PROBLEM STATEMENT: Please find every line of the listing below where "Clean" occurs and copy it.
GIVEN INFORMATION below:
PR #2963, opened 2026-06-01
feat(mcp): add lookup_person tool for contractor/vendor terminology

lpichler:
## Summary
- Adds a `lookup_person` MCP tool that forwards to `get_user_state`, with contractor/vendor/consultant/temp/intern keywords prominent in its name and description.
- Fixes the issue where LLMs connected via Lightspeed cannot resolve "Our contractor Joe..." queries because Lightspeed does not read the MCP `instructions` field from initialize responses — LLMs only see tool names and descriptions when selecting which tool to call.

## Test plan
- [x] Existing `MCPGetUserStateTests` pass (16 tests) — `lookup_person` delegates to the same function
- [ ] Verify with Lightspeed that "Our contractor Joe is being offboarded" now routes to `lookup_person`

🤖 Generated with [Claude Code](https://claude.com/claude-code)

## Summary by Sourcery

New Features:
- Introduce a lookup_person MCP tool that delegates to the existing get_user_state endpoint for RBAC user state retrieval.

### DIFF
--- a/rbac/management/mcp_views.py
+++ b/rbac/management/mcp_views.py
@@ -2995,6 +2995,11 @@ def _check_user_permission_v1(request: HttpRequest, username: str, permission: s
     )
 
 
+_DEFAULT_INCLUDE_GROUP_ROLES = True
+_DEFAULT_INCLUDE_PERMISSIONS = True
+_DEFAULT_AUDIT_LOG_LIMIT = 10
+
+
 @register_tool(
     description=(
         "Get comprehensive state for a specific user, returning all RBAC information in one call. "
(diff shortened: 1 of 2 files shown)


dsova06 (commented):
Clean, well-scoped PR. The approach makes sense given the Lightspeed limitation where LLMs only see tool names and descriptions, not the initialize instructions field.

One note on the Sourcery suggestion to use `**kwargs`: that won't work here. `register_tool` runs `inspect.signature(fn)` to generate the MCP JSON schema that gets sent to clients via `tools/list`. If `lookup_person` used `**kwargs`, the tool would advertise zero parameters and the LLM wouldn't know what arguments to pass. The explicit signature duplication is the right call.

### Something to think about

1. **Parameter default drift** -- since `lookup_person` duplicates the exact signature and defaults from `get_user_state` (e.g., `audit_log_limit=10`), a future change to `get_user_state`'s defaults wouldn't automatically propagate. Might be worth pulling the shared defaults into module-level constants (`_DEFAULT_AUDIT_LOG_LIMIT = 10`) that both functions reference, so they stay in sync. Not urgent since these defaults have been stable, but worth keeping in mind.

dsova06 (approved):
Looks good -- the shared constants address the default drift concern nicely. Clean PR overall.

lpichler:
thanks @dsova06 !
End of GIVEN INFORMATION.
RESPONSE AREA:
Clean, well-scoped PR. The approach makes sense given the Lightspeed limitation where LLMs only see tool names and descriptions, not the initialize instructions field.
Looks good -- the shared constants address the default drift concern nicely. Clean PR overall.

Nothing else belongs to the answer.